Олди и компания


Вы здесь: Авторские колонки FantLab > Авторская колонка «Г. Л. Олди» > "Олди и компания" (Роскон-2011) часть 4
Поиск статьи:
   расширенный поиск »

«Олди и компания» (Роскон-2011) часть 4

Статья написана 19 марта 2012 г. 08:39

Продолжаем публикацию студии «Олди и компания» (Роскон-2011).

Часть 4: Полифония, кульминация... А кому сейчас легко?

ПОЛИФОНИЯ

Вопрос. Интересует максимальное количество сюжетных линий, которые могут быть успешно реализованными. Я сейчас читаю «Город золотых теней», там сюжетных линий, чтобы не соврать, штук шесть-семь. Причем они очень сильно разграничены. В одной линии действует один герой, в другой — другие, их перепутать нельзя. Общая масса героев, вплетающихся туда-сюда, ниточки перекидываются… Одна из линий развита больше других, она чаще попадается, она длиннее; остальные мельче. Когда я попадаю на линию, которая давно не упоминалась, я притормаживаю. Какое максимально-оптимальное число линий может быть в принципе?

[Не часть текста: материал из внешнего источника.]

PR #8474, opened 2026-09-10
Fix universal checkpoint resume across AutoTP sizes

0z5a:
Universal checkpoints saved by AutoTP can fail or restore corrupted FP32 parameter mappings when training resumes. TP2 -> TP1 enters the Megatron-specific model-state merger even though universal weights are restored separately from `zero/`. TP2 -> TP2 can overwrite the FP32 parameter mapping while flattening Adam moments. This fixes metadata-rank selection for universal loading and updates each optimizer-state mapping without replacing the FP32 parameter mapping.

This carries forward my [original fix and integration tests](https://github.com/0z5a/DeepSpeed/commit/e753a02b72dd18bc220f31ecac5ce5f6c1a89c54), which were cherry-picked as `dd5c57f` into #8385 after its merge-queue snapshot. The merged squash `1190946` contains the affine IR/converter work but omits these three files. The follow-up applies only the two loader fixes and the existing resume tests on that merged base.

The integration test trains a real column/row AutoTP FP32 model with ZeRO-1 and torch Adam for four steps at TP2, saves and converts its checkpoint through legacy or affine metadata, then resumes four steps at TP1 or TP2. It compares logits, loss, gradients, FP32 parameters, both Adam moments, and step counts against uninterrupted training. The affine maps are injected by the test; production metadata emission remains separate work under #8252. Native row-parallel bias uses scale 1 here; this does not enable general non-unit-scale optimizer resume.

Validation on the merged base plus this patch, using Apple M5 CPU/Gloo, Python 3.12.13 and torch 2.14.0:

- All four resume cases fail on unmodified `1190946`: TP1 hits Megatron key validation; TP2 has incorrect FP32 mappings. All four pass with this patch.
- 71 affine/AutoTP unit regressions pass.
- Four existing tensor-fragment and universal DP-resize regressions pass.
- Modified-file pre-commit checks pass.

The same original patch also previously passed all four resume cases on two NVIDIA RTX 4000 Ada GPUs (20 GB each), Python 3.12.14, torch 2.13.0+cu130 and NCCL, as recorded in [the original validation](https://github.com/deepspeedai/DeepSpeed/pull/8385#issuecomment-5598904008). That GPU run used the pre-merge base; the fresh follow-up validation above is CPU/Gloo.

```bash
pytest -sv tests/unit/checkpoint/test_autotp_uc_checkpoint.py::TestAffineUniversalCheckpointResume
```

Related: #8252, #8230. Follow-up to #8385.

### DIFF
--- a/deepspeed/runtime/engine.py
+++ b/deepspeed/runtime/engine.py
@@ -4779,8 +4779,15 @@ class DeepSpeedEngine(Module):
 
         is_pipe_parallel = isinstance(self.module, PipelineModule)
 
-        load_path, checkpoint, _ = sd_loader.load(self.mp_world_size,
-                                                  self.checkpoint_mp_rank,
+        checkpoint_mp_world_size = self.mp_world_size
+        checkpoint_mp_rank = self.checkpoint_mp_rank
+        if self.load_universal_checkpoint():
+            # UC restores weights from zero/. Read metadata from the corresponding
+            # source rank without invoking Megatron's model-specific weight merger.
+            checkpoint_mp_rank = checkpoint_mp_rank * len(ckpt_list) // checkpoint_mp_world_size
+            checkpoint_mp_world_size = len(ckpt_list)
+        load_path, checkpoint, _ = sd_loader.load(checkpoint_mp_world_size,
+                                                  checkpoint_mp_rank,
                                                   is_pipe_parallel=is_pipe_parallel)
 
         if checkpoint is None:
--- a/deepspeed/utils/tensor_fragment.py
+++ b/deepspeed/utils/tensor_fragment.py
@@ -79,7 +79,7 @@ def map_to_flat_opt_states(flat_hp_tensor, lp_tensors, optim_state, opt_keys):
                 hp_fragment_address = lp._hp_mapping.get_hp_fragment_address()
                 hp_fragment = buffer.narrow(0, hp_fragment_address.start, hp_fragment_address.numel)
                 hp_fragment.data.copy_(lp._hp_mapping.get_hp_fragment(optim_state_key=key).data)
-                lp._hp_mapping.hp_fragment = hp_fragment
+                lp._hp_mapping.optim_fragment[key] = hp_fragment
 
         optim_state[hp_param][key] = buffer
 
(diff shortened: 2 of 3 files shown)


0z5a:
@delock Could you review this follow-up? It restores the two AutoTP universal-checkpoint loader fixes and the four save-convert-resume integration cases omitted from the #8385 merge-queue snapshot. On the merged base, all four cases fail before the patch and pass after it; 75 related regressions also pass. The scope remains native scale-1 training, with production affine metadata emission left to the separate step-4 work.

Achyuthan-S:
Reviewed, and reproduced both halves of your claim independently on the merged base (`1190946`), CPU/gloo with `DS_ACCELERATOR=cpu LOCAL_SIZE=4`.

**Applying only your test file, with the production changes withheld: all four cases fail.** The reasons split cleanly along the two bugs, which is a nice confirmation that the fixes are independent rather than one masking the other:

| case | failure without the fix |
|---|---|
| `tp1-legacy`, `tp1-affine` | `key: attention.dense.weight is not found in the checkpoint` |
| `tp2-legacy`, `tp2-affine` | `snapshot 0, fc1.weight/fp32: Tensor-likes are not close!` |

The TP1 pair hits the Megatron merger, the TP2 pair hits the fp32 mapping. **Adding both production changes: 4 passed** — 43 with the affine suite alongside. I checked the file contents between stages to be sure the production files really were untouched in the first run, since that is the part of the experiment that is easy to get wrong.

Worth spelling out why the `tensor_fragment.py` line matters, for whoever merges this. The loop runs once per optimizer key, and `get_hp_fragment(optim_state_key=key)` returns `optim_fragment[key]`. Assigning to `hp_fragment` overwrote the FP32 master-weight pointer with a moment buffer slice, so after the loop every `update_lp()` / `update_hp()` read and wrote the wrong tensor. One line, and it corrupts a resume with nothing to signal it — which is exactly the `Tensor-likes are not close` signature above.

The `engine.py` change is scoped behind `load_universal_checkpoint()`, so the non-UC path is untouched.

On the Codex comment: `Signed-off-by` is present on `7be3255` and the DCO check passes — it looks like the diff is being read without the commit trailers. Same false positive it produced on #8385 and #8477.

LGTM.

@delock this fixes a live bug on master rather than adding anything: universal-checkpoint resume across TP sizes currently fails in all four combinations, so it may be worth taking ahead of #8477.

delock (approved):

delock:
Thanks @0z5a for this fix!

Ладыженский (смеясь). Хотелось бы так легко ответить: две!.. Начну с примера. Однажды король Фридрих II дал Иоганну Себастьяну Баху музыкальную тему, и Бах сочинил на нее трехголосную фугу. Король попросил написать шестиголосную фугу. Бах ответил, что не всякая тема годится для такой сложной полифонии. Но потом Бах подумал-подумал – и написал таки шестиголосную фугу на заданную тему. Нашел решение! И вообще, на «королевскую тему» он сочинил целый цикл: «Музыкальное приношение». Фридрих очень обрадовался. То есть, можно все, если уметь это делать. Чем труднее полифония, тем сложнее с ней справляться.

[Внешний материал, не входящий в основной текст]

PR #8477, opened 2026-09-10
Carry the affine scale on the replicated map, not the split

Achyuthan-S:
Follow-up to #8385. The scale move answering @delock's question was pushed after the merge queue had already snapshotted the branch, so it did not land with the rest.

The layouts that pre-divide a value hold it whole on every rank: Yuan's o_proj and the last conv layer both replicate the bias divided by the world size, so the all-reduced sum adds it exactly once. The weight beside them is what gets split, and it is unscaled — so no in-tree layout scales a split, and the split constructors no longer take the argument.

Adds a test covering the replicated case.

### DIFF
--- a/deepspeed/checkpoint/affine.py
+++ b/deepspeed/checkpoint/affine.py
@@ -356,11 +356,16 @@ def _row_major_strides(shape):
     return tuple(strides)
 
 
-def replicated_map(shape, tp_degree):
+def replicated_map(shape, tp_degree, scale=1.0):
     """Every rank holds the whole parameter.
 
     One piece, named by every rank, which is what lets a converter read it from whichever
     rank is cheapest rather than from a designated owner.
+
+    ``scale`` belongs here rather than on a split, because the layouts that pre-divide a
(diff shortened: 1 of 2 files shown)


delock (approved):

delock:
@Achyuthan-S can you fix formatting error?  Thanks!

Achyuthan-S:
@delock I don't think there's a formatting issue to fix — yapf crashed on the runner rather than reporting a diff:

Громов. Надо мерять мерой собственных сил. Насколько сам автор способен не запутаться, не потерять тех или иных персонажей. Если запутался автор, то читатель запутается с гарантией. Если оказывается, что какая-то из побочных линий не сильно-то была нужна и переусложняет текст -- ею можно пожертвовать для общей цельности произведения. Нужно смотреть, чтобы — главное! — оно не распадалось. Написать-то можно много сюжетных линий, но когда выяснится, что произведение рассыпается -- конечно, это не годится. Один и с семью линиями справится, а другому и три много.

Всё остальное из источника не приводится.